PR #949, opened 2019-07-02
documents upload: retain the filename entered in the UI form when saving the file

stefanomasini:
It's important to preserve the Beancount convention that documents should start with `YYYY-MM-DD`. In fact, the UI already prepares a filename with such a prefix, but somehow it is disregarded in the web form.

Was it intended? Or did it just get lost along the way?

### DIFF
--- a/fava/json_api.py
+++ b/fava/json_api.py
@@ -205,7 +205,9 @@ def add_document():
         raise FavaAPIException("No file uploaded.")
 
     filepath = filepath_in_document_folder(
-        request.form["folder"], request.form["account"], request.form["filename"]
+        request.form["folder"],
+        request.form["account"],
+        request.form["filename"],
     )
     directory, filename = path.split(filepath)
********
» Activity: Where does the string "documents" appear in the records? Copy every line that holds it.

» Result of the task:
documents upload: retain the filename entered in the UI form when saving the file
It's important to preserve the Beancount convention that documents should start with `YYYY-MM-DD`. In fact, the UI already prepares a filename with such a prefix, but somehow it is disregarded in the web form.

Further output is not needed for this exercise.